In dit artikel wordt gesproken over het overgaan van rechten en plichten van de beide oude gemeenschappelijke regelingen op deze regeling. Van belang hierbij is het bewustzijn dat het de rechten en plichten betreft welke ten tijde van het schrijven van het eindrapport fusie bekend waren. Indien op een moment na fusie zaken naar voren komen welke onbenoemd zijn in de eindrapportage fusie, dan worden deze ten laste gebracht van de gemeenten welke de regeling hadden getroffen waar de betreffende zaken verband mee hielden.
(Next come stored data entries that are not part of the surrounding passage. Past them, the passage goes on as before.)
Issue #1, opened 2019-09-16
Reserve space for metadata


gila:
The nexus driver should, implicitly, reserve disk space for metadata. The metadata is used during the rebuild process.

gila:
Implemented by #7

PR #7, opened 2019-10-07
Nexus: Implement GPT labeling support

gila:
This change will make the nexus look for GPT labels. The table
entries will be used to differentiate between data and meta
data partitions.

If no GPT labels exist, they will be created implicitly. This implements #1


mayastor/src/bdev/nexus/nexus_bdev.rs
```diff
@@ -498,8 +373,106 @@ impl Nexus {
...
+            ent_guid: GptGuid::new_random(),
+            ent_start: entries[0].ent_end + 1,
+            ent_end: hdr.lba_end,
+            ent_attr: 0,
+            ent_name: GptName {
+                name: "MayaData".into(),
+            },
+        };
+
+        // entries.resize(128, GptEntry::default());
```
jkryl: is this comment left alone as a remark for future task or is it stale?

gila: Should be removed, thanks!

PR #27, opened 2019-10-25
nix: Initial package for Mayastor

gila:
This also bumps some dependencies. Simply run nix-env -iA mayastor and you are all set once you have added the overlay (to a method of your choosing).

There are some things to consider though:

 - the package right now is purely there to create containers from
 - once we actually release we should ensure we change `src` to an actual commit


gila:
merged with 94ca54b

PR #36, opened 2019-10-29
Rebase buildenv container on nixos and use nix shell for dependencies

jkryl:


doc/build.md
```diff
@@ -53,30 +53,18 @@ DISTRIB_DESCRIPTION="Ubuntu 18.04.3 LTS"
...
-```
-
-Now you can run, but lets ensure we have recent nightly first:
-
-```bash
-rustup update nightly
-rustup default nightly
+cd MayaStor
+nix-shell
+git submodule update --init --recursive
```
gila: recursive is not needed here? Just spdk-sys (and not its subrepo's)

jkryl: Somehow it sneaked through again. I will fix it - thx 👍

PR #41, opened 2019-11-01
mayastor: update to v19.10

gila:
This updated our package to v19.1. There are, of course come changes too non public headers but overall its not all that bad.  The structure  of the repo has changes somewhat but this is transparent to our sys crate. 

One of the reasons I personally want this merged so quickly is because of the work done in reset handling.

### DIFF
--- a/mayastor/src/nvmf_target.rs
+++ b/mayastor/src/nvmf_target.rs
@@ -30,6 +30,7 @@ use spdk_sys::{
     spdk_nvmf_subsystem_set_sn,
     spdk_nvmf_subsystem_start,
     spdk_nvmf_subsystem_stop,
+    spdk_nvmf_target_opts,
     spdk_nvmf_tgt,
     spdk_nvmf_tgt_accept,
     spdk_nvmf_tgt_add_transport,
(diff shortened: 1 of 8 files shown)


mayastor/src/nvmf_target.rs
```diff
@@ -245,6 +246,37 @@ impl Iterator for SubsystemIter {
...
+
+impl TargetOpts {
+    fn new(name: &str, max_subsystems: u32) -> Self {
+        let mut opts = spdk_nvmf_target_opts::default();
+
+        unsafe {
+            std::ptr::copy_nonoverlapping(
+                name.as_ptr() as *const _ as *mut libc::c_void,
+                &mut opts.name[0] as *const _ as *mut libc::c_void,
+                256,
```
jkryl: just a nit. using spdk_sys::NVMF_TGT_NAME_MAX_LENGTH would be safer here.

gila: I've added a new issue for this because for some odd reason its not there, I think its due to the white labelling but, things used should be automatically white listed as well.

Issue #49, opened 2019-11-06
UDS listner does not handle existing sockets properly


gila:
When starting mayastor-agent, with a preexisting CSI socket, we fail the bind.

```rust
let mut tcp = tokio::net::UnixListener::bind(std::path::Path::new(path))?.incoming();
```

*note this code is in the fork of tonic*

The above line creates a new listener if and only if  `path` does not exist. We should bind to the socket even when it exists or, clean up any stale/existing sockets prior to starting the server.

gila:
fixed with https://github.com/openebs/MayaStor/commit/85e3815fe1c5f39015de1edb7e5d82eb8b4990a1

Issue #46, opened 2019-11-04
Do not expose CSI grpc services on TCP port


jkryl:
CSI methods are called from k8s sidecars using unix domain socket file. Exposing CSI services on TCP port is useless and not safe without implementing authentication. It is believed that it is required for running the mayastor tests. Remove the CSI services from TCP port and make necessary changes to the test suite (if needed).

jkryl:
This has been fixed on behalf of https://github.com/openebs/MayaStor/pull/52. Closing.

PR #52, opened 2019-11-06
stale socket file

jkryl:
Two issues which are somewhat related because they required similar changes in the test suite:

UDS listner does not handle existing sockets properly #49
Do not expose CSI grpc services on TCP port #46

PS: This will also fix an issue we have been seeing in ci/cd pipeline with weird socket file in top level dir of the repo.


gila:
This fixes #49

PR #72, opened 2019-12-10
Want a rocket when mayastor starts

gila:
Rework the logging such that all logging passes through rust.
This commit also bumps some of the dependencies.


mayastor/src/lib.rs
```diff
@@ -58,6 +65,69 @@ pub extern "C" fn cps_init() {
...
+        }
+
+        let lvl = match level {
+            -1 => return,
+            0 => Level::Error,
+            1 => Level::Warn,
+            2 => Level::Info,
+            3 => Level::Debug,
+            4 => Level::Trace,
+            _ => Level::Error,
```
jkryl: IMHO it would have been better to match levels by SPDK enum names rather than numbers (i.e. spdk_sys::SPDK_LOG_WARN instead of 1).

PR #76, opened 2019-12-19
Convert all error types in nexus code to snafu errors.

jkryl:
Besides the main group of nexus errors, there are a couple of other
error groups for child bdev, rebuild, labels, nbd, uri parsing, event
and poller modules.

### DIFF
--- a/mayastor/src/bdev/nexus/nexus_share.rs
+++ b/mayastor/src/bdev/nexus/nexus_share.rs
@@ -1,16 +1,23 @@
-use std::ffi::CString;
-
-use futures::channel::oneshot;
-
-use spdk_sys::create_crypto_disk;
-
 use crate::{
     bdev::{
         bdev_lookup_by_name,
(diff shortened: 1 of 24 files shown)


mayastor/src/bdev/nexus/nexus_share.rs
```diff
@@ -33,49 +42,38 @@ impl Nexus {
             let name = format!("crypto-{}", self.name);
 
             // constant
-            let flavour = CString::new(CRYPTO_FLAVOUR)?;
+            let flavour = CString::new(CRYPTO_FLAVOUR).unwrap();
```
gila: This will crash the system, can we go back to "?" here?

jkryl: We discussed this offline. The summary: For certain basic failures like memory allocation failures or invalid strings that come from trusted sources, we can (or should) assert that the things are as we expect them as it makes the error handling easier. 👍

De leden 8 en 9 waren opgenomen om de RIO in het Delflandse juridisch te incorporeren in de gemeenschappelijke regeling, totdat door de voor het Regionaal Indicatieorgaan verantwoordelijke gemeenten is besloten tot een nieuwe organisatorisch, juridische constructie. Het RIO heeft inmiddels haar statuten gewijzigd op basis van het zorgindicatiebesluit. De in dit artikel opgenomen achtervang is overbodig geworden, nu de voorgenomen ingangsdatum van de gemeenschappelijke regeling GGD Zuid-Holland West niet op 1 maart 2002, maar op 1 juni 2002 is bepaald. De leden 8 en 9 van dit artikel zijn daarom geschrapt.